Directions for this task → Work out how many lines in the data below contain the string "small", and reply with that figure alone.

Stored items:
Issue #21, opened 2019-08-06
Make tests not rely on having a running database


miguelpduarte:
Mostly explained here: https://github.com/NIAEFEUP/nijobs-be/pull/20#issuecomment-518697113

Needs changes to the TravisCI configs. Maybe also a good time to investigate other CI options, such as CircleCI (it's looking pretty competitive and the ease of specifying several jobs might be helpful, considering #18 too).

miguelpduarte:
Maybe investigate using something like this: https://github.com/nodkz/mongodb-memory-server

(Also found mockgoose, but that is deprecated and forwards people to this)

imnotteixeira:
Why use a separate service/server anyway? We just need to mock the calls with the data we want to receive

miguelpduarte:
For ease of implementation.

miguelpduarte:
Whenever one requires `mongoose` (which is being used everywhere) the db instance is used. It would require having to manually pass dependencies everywhere just in order to simplify testing.

imnotteixeira:
As far as I can see this package only provides the "mongo" service. You still have to populate the DB for the tests, clean it afterwards, etc... and you cannot easily test failures, for example. What I am suggesting is to mock the mongoose calls themselves (not changing any of our service implementation), and when the service calls mongoose for whatever, the test code runs, returning whatever mock data or resulting in an error depending on the test. This is pretty easy to do with stubs. Some examples can be found here (https://codeutopia.net/blog/2016/06/10/mongoose-models-and-unit-tests-the-definitive-guide/)

miguelpduarte:
This was the idea I was aiming for as well but did not notise at the time that the package did not work like that.

Ideally we would mock everything, yes :slightly_smiling_face:

PR #22, opened 2019-08-06
Add audit task to ci

### LINKED ISSUE #18: Add auditing to CI
I think it would be interesting to add package auditing to the continuous integration to avoid (at least to filter `high` vulnerabilities) to keep our packages clean-ish.

xRuiAlves:
Closes #18

### DIFF
--- a/.travis.yml
+++ b/.travis.yml
@@ -16,7 +16,7 @@ env:
     # Any separate test environment variables go here, one per line each creating a different test environment
 
 script:
-  - npm audit --audit-level=high &> /dev/null
+  - npm run audit
   - docker-compose up --exit-code-from test test
 
 cache:
--- a/.travis.yml
+++ b/.travis.yml
@@ -16,6 +16,7 @@ env:
     # Any separate test environment variables go here, one per line each creating a different test environment
 
 script:
+  - npm audit --audit-level=high &> /dev/null
   - docker-compose up --exit-code-from test test
 
 cache:
--- a/package-lock.json
+++ b/package-lock.json
@@ -14,29 +14,59 @@
       }
     },
     "@babel/core": {
-      "version": "7.12.9",
-      "resolved": "https://registry.npmjs.org/@babel/core/-/core-7.12.9.tgz",
-      "integrity": "sha512-gTXYh3M5wb7FRXQy+FErKFAv90BnlOuNn1QkCK2lREoPAjrQCO49+HVSrFoe5uakFAF5eenS75KbO2vQiLrTMQ==",
+      "version": "7.12.10",
+      "resolved": "https://registry.npmjs.org/@babel/core/-/core-7.12.10.tgz",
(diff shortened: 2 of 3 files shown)


xRuiAlves:
I have no idea what's failing in this build and this travis-ci is confusing af. Input @miguelpduarte ?

xRuiAlves:
Also, how come the ci build takes 35 minutes to fail? Please let's change this to `circle-ci`, it's at least 35 time faster (since builds take at most 1 minute from my experience). Plus, it's better documented :x

miguelpduarte:
> I have no idea what's failing in this build and this travis-ci is confusing af. Input @miguelpduarte ?

A snippet from one of the build logs:

```
$ git clone --depth=50 https://github.com/NIAEFEUP/nijobs-be.git NIAEFEUP/nijobs-be
Cloning into 'NIAEFEUP/nijobs-be'...
fatal: unable to access 'https://github.com/NIAEFEUP/nijobs-be.git/': Failed to connect to github.com port 443: Connection timed out

The command "eval git clone --depth=50 https://github.com/NIAEFEUP/nijobs-be.git NIAEFEUP/nijobs-be " failed. Retrying, 2 of 3.
```

I think GitHub was just down 😂 😂 (So the delay to fail was much bigger than expected, no way that the small amount of code in `develop` currently would run for 35 minutes for free hahaha)
Restarting the build manually after some OAuth(?) Let's see if it fixes that

.travis.yml
```diff
@@ -16,7 +16,8 @@ env:
     # Any separate test environment variables go here, one per line each creating a different test environment
 
 script:
+  - npm audit --audit-level=high
```
miguelpduarte: Not sure if this works due to the way we're using docker for some things, but let's see if the tests pass.

imnotteixeira:
Managed to re-run some failing builds, but the missing one is actually failing because of one of the tests is failing. Track here: https://travis-ci.org/NIAEFEUP/nijobs-be/builds/568557192?utm_source=github_status

GuilhermeJSilva:
The error comes from an after hook that erases all accounts in the test database, not from the actual tests. Running this tests locally resulted in 0 errors, in both the develop branch and this branch, however the hook was also badly designed, this hook actually erases the accounts after each test, which is not necessary, I think changing it to make the action before and after that specific collection of tests is more advisable. Furthermore, looking at the error it seems that it resulted from a timeout in the connection to the database

miguelpduarte:
Now it seems that the tests are passing... Weird... :upside_down_face: This was probably due to some misconfiguration of docker stuff or of TravisCI (1 of the 4 checks is still failing, for some reason - shouldn't they all be the same? Travis is weird), I'm guessing.

Well, I'd say that this is just more motivation to tackle #19 and #21 :sweat_smile:

miguelpduarte:
@xRuiAlves can you merge the changes from `develop` to here to see if the checks all pass?

xRuiAlves:
Well, build was failing due to `stdout` "overflood" when running audit. Since we're only looking for the return status of the command, ignoring the text output did the trick

imnotteixeira:
The acorn vulnerability has since been solved. @xRuiAlves Can you remove the `&> /dev/null` so that the output is shown?

imnotteixeira (approved):

Issue #17, opened 2019-08-06
Add sample .env file


xRuiAlves:
I think it might be insteresting to add a semple env file in the repo's root (e.g. `.env.example`) instead of explaining how to setup the env file in the README.

We could even add a `.env` file and setup [dotenv-flow](https://www.npmjs.com/package/dotenv-flow) to allow overriding the env file with a local version (e.g. `.env.local`).
This change would allow the README setup instructions to become simpler aswell: just run `cp .env .env.local` and fill in the variables.

If this is done, we should also add a `.env*.local` entry to the `.gitignore`.

miguelpduarte:
As replied in the FE issue, this sounds pretty good to me, even reducing the documentation strain in the README (would be able to just refer to the .env file and maintain it as the single source of truth).

I'm for it, and dotenv-flow is a good idea, I have had good experience with it 😄

PR #23, opened 2019-08-06
Feature/dotenv flow

xRuiAlves:
Closes https://github.com/NIAEFEUP/nijobs-be/issues/17


miguelpduarte:
Please change your PR message to something like `Closes` instead of `Tackles` or `Tackling` - that way the issues are closed when the PR is merged. I edited one of the PR texts but will leave this comment here so that you know 😅

.env.example
```diff
@@ -0,0 +1,6 @@
+DB_PORT=
+DB_HOST=
```
miguelpduarte: `DB_HOST` does not exist and is not used, even in #20

.env.example
```diff
@@ -0,0 +1,6 @@
+DB_PORT=
```
miguelpduarte: `DB_PORT` does not exist and is not used, even in #20
We are always using the default port for the mongo service, iirc

I see that you added the functionality to override, but I really don't see the point. If we use an external service that might be using another port, we would be using `MONGO_URI` anyway.
Sincerely, this just makes me want to scrap `DB_HOST` too and just use `MONGO_URI` for everything, but would have to look at the docker stuff, because I think this is like this due to some configs there.

.env.example
```diff
@@ -0,0 +1,6 @@
...
+DB_HOST=
+HOST_PORT=
+MONGO_URI=
+NODE_ENV=
```
miguelpduarte: This is something that is absolutely irrelevant to have in a `.env` file, as it is set either by `node`, `npm` or some docker configs depending on the context. It is used as an environment variable directly and thus has no place in this file.

README.md
```diff
@@ -81,9 +81,10 @@ This environment doesn't have hot reloading or dev extensions and is made to be
 
 ### Env File Specification
 
-- `HOST_PORT`= The port that the server will expose (http://localhost:<HOST_PORT>)
-- `MONGO_URI`= [Optional] Specify a URI for an external mongo database
-- `DB_HOSTNAME`=  The hostname of the DB, in the case of not wanting to specify the full URI (defaults to `localhost`) - Useful for setting up docker containers, for example (the current docker configuration already considers this)
+- `DB_PORT` **[Optional]** Specifies the database port, if `MONGO_URI` is not defined. Defaults to `27017`.
+- `DB_HOSTNAME` **[Optional]** Specifies the database port, if `MONGO_URI` is not defined. Defaults to `localhost`.
+- `HOST_PORT` Specifies the port where the server will be exposed (`http://localhost:<HOST_PORT>`)
```
miguelpduarte:
```suggestion
- `HOST_PORT` Specifies the port in which the server will be exposed (`http://localhost:<HOST_PORT>`)
```

README.md
```diff
@@ -81,9 +81,10 @@ This environment doesn't have hot reloading or dev extensions and is made to be
 
 ### Env File Specification
 
-- `HOST_PORT`= The port that the server will expose (http://localhost:<HOST_PORT>)
-- `MONGO_URI`= [Optional] Specify a URI for an external mongo database
-- `DB_HOSTNAME`=  The hostname of the DB, in the case of not wanting to specify the full URI (defaults to `localhost`) - Useful for setting up docker containers, for example (the current docker configuration already considers this)
+- `DB_PORT` **[Optional]** Specifies the database port, if `MONGO_URI` is not defined. Defaults to `27017`.
```
miguelpduarte: As mentioned above, useless. Please remove

README.md
```diff
@@ -81,9 +81,10 @@ This environment doesn't have hot reloading or dev extensions and is made to be
...
+- `DB_HOSTNAME` **[Optional]** Specifies the database port, if `MONGO_URI` is not defined. Defaults to `localhost`.
```
miguelpduarte: Copy paste mistake.

```suggestion
- `DB_HOSTNAME` **[Optional]** Specifies the database hostname, if `MONGO_URI` is not defined. Defaults to `localhost`.
```

miguelpduarte:
Also, for some discussion: Should we have example values in `.env.example`?
Or even comments either as the values or near the variables?

Trying to figure out the best way going forward, don't want to have the upkeep of updating the README if the source of truth could be elsewhere.

.env.example
xRuiAlves: Agreed. That being said, i'm going with
```javascript
const MONGO_URI = process.env.MONGO_URI || "mongodb://localhost:27017";
```
removing DB_HOST and DB_PORT. `MONGO_URI` can be overwritten if needed.

xRuiAlves:
I'm going to scrap the env variables explanation from the README and adding a description in the `.env.example` file. It's a bit annoying to have the need to update both the example file and the readme whenever the env variable change. This way, there's only one source of truth, more easy to maintain.

.env.example
miguelpduarte: LGTM, this was probably a leftover from a rushed initial config, tbh, as other repos that use MongoDB only have the URI available as an env variable.

Just keep in mind that the docker config stuff might break, as it uses the env variables we are going to kill. However, some simple string interpolation should solve that, I hope. If you need help, feel free to ping me.

miguelpduarte:
Agreed @xRuiAlves, sounds perfect. Exactly my point in steering the discussion towards that.

However, I'd still keep a section in the README describing the copying of the `.env.example` file and refering to it for the documentation of the environment variables.

src/db_controller.js
```diff
@@ -1,10 +1,6 @@
 const mongoose = require("mongoose");
 
-// Default mongo port
-const DB_PORT = 27017;
-const DB_HOST = process.env.DB_HOSTNAME || "localhost";
-
-const MONGO_URI = process.env.MONGO_URI || `mongodb://${DB_HOST}:${DB_PORT}`;
+const MONGO_URI = process.env.MONGO_URI || "mongodb://localhost:27017";
```
miguelpduarte: Should we maybe not have a default at all and just blow up when there is none specified (I'd think trying to connect to an undefined URI probably will do the trick, but adding a simple condition here might also work).

.env.example
```diff
@@ -0,0 +1,3 @@
+HOST_PORT=8000                        # Specifies the port in which the app will be exposed (when ran using Docker)
+MONGO_URI=mongodb://localhost:27017   # Specifies the URI for an external mongo database (OPTIONAL)
+PORT=8000                             # Specifies the port in which the app will be exposed (OPTIONAL, when ran without using Docker)
```
miguelpduarte: The difference between `HOST_PORT` and `PORT` needs clarification. One is for node, another is for docker.

Maybe the names can be changed or the variables merged (docker can pass a default port to node and remap it externally, if this is preferred), but at least make the explanation actually be different 😅

miguelpduarte:
Made TravisCI's checks no longer be required, as that is a problem with project structure (tests using a db) / dockerfile :spaghetti:. Will :eyes: changes now

.gitignore
```diff
@@ -1,6 +1,6 @@
-# Extras
+# Env related
 .env
```
miguelpduarte: Should `.env` still be ignored? Is it not a way to provide fallback values?

From what I'm thinking `.env` could have the place of `.env.example` (if .example is not being used for anything else) - having the explanation of the variables and a default configuration as well!

.travis.yml
```diff
@@ -10,7 +10,7 @@ services:
 
 env:
   global:
-    - HOST_PORT=3000
+    - PORT=3000
     - DB_HOSTNAME=mongo
```
miguelpduarte: If `DB_HOSTNAME` was removed, can we instead use `MONGO_URI` here? I think a value of `mongodb://mongo:27017` should work because the DB container is in the same docker configuration (and network).

I removed TravisCI's checks from being required, but if this makes them pass again then it would be cool as well, and a small fix to try.

README.md
```diff
@@ -33,9 +33,9 @@ The best approach to install `docker-compose` is to follow the offical guide [he
 ## Usage
 
 ### Development Environment
-To start developing, you must create a file `.env` with environment variables, which are explained in more detail [below](#env-file-specification).
+To start developing, copy `.env.example`, creating the local config file (this can be achieved by running `cp .env.example .env.local`). Then, fill in the variable values, as explained in `.env.example`file.
```
miguelpduarte: Same suggestion listed above, using `.env` or even `.env.test` for documentation and default values might be better than having a dedicated file for that which might become outdated.

docker-compose.yml
```diff
@@ -7,9 +7,9 @@ services:
     volumes:
       - ./src:/usr/src/nijobs-be/src
     ports:
-      - ${HOST_PORT}:3000
+      - ${PORT}:${PORT}
     environment:
-      - PORT=3000
+      - PORT=${PORT}
       - NODE_ENV=prod
       - DB_HOSTNAME=mongo
```
miguelpduarte: Same suggestion as with the Travis configs above, switch this to use `MONGO_URI` as `DB_HOSTNAME` is no longer being used, I think :sweat_smile:

docker-compose.yml
```diff
@@ -18,29 +18,29 @@ services:
     build:
       context: .
       dockerfile: Dockerfile
+    ports:
+      - ${PORT}:${PORT}
```
miguelpduarte: As per the [docker-compose docs](https://docs.docker.com/compose/compose-file/#ports), please use a string here instead of direct numbers.

docker-compose.yml
```diff
@@ -18,29 +18,29 @@ services:
...
-    ports:
-      - "${HOST_PORT}:3001"
     depends_on:
       - mongo
   test:
     build:
       context: .
       dockerfile: Dockerfile-test
+    ports:
+      - ${PORT}:${PORT}
```
miguelpduarte: Same suggestion as above, please use strings instead of numbers

.gitignore
miguelpduarte: Either `.env` or `.env.test` - don't know which is more appropriate.

miguelpduarte: After taking a look at [the docs](https://www.npmjs.com/package/dotenv-flow) I believe that `.env` should not be ignored and added with the example values (preferably ones that also work, as much as possible, without exposing any sensitive data) - basically `.env` should be what `.env.example` is at the moment.

miguelpduarte:
Ended up implementing the review suggestions myself, in order to speed up the process and tackle other issues relative to refactoring the project.

miguelpduarte:
Well, tested everything to make sure it worked, but don't exactly feel ok with LGTM'ing myself... 😕
What to do?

Answer to this exercise → 2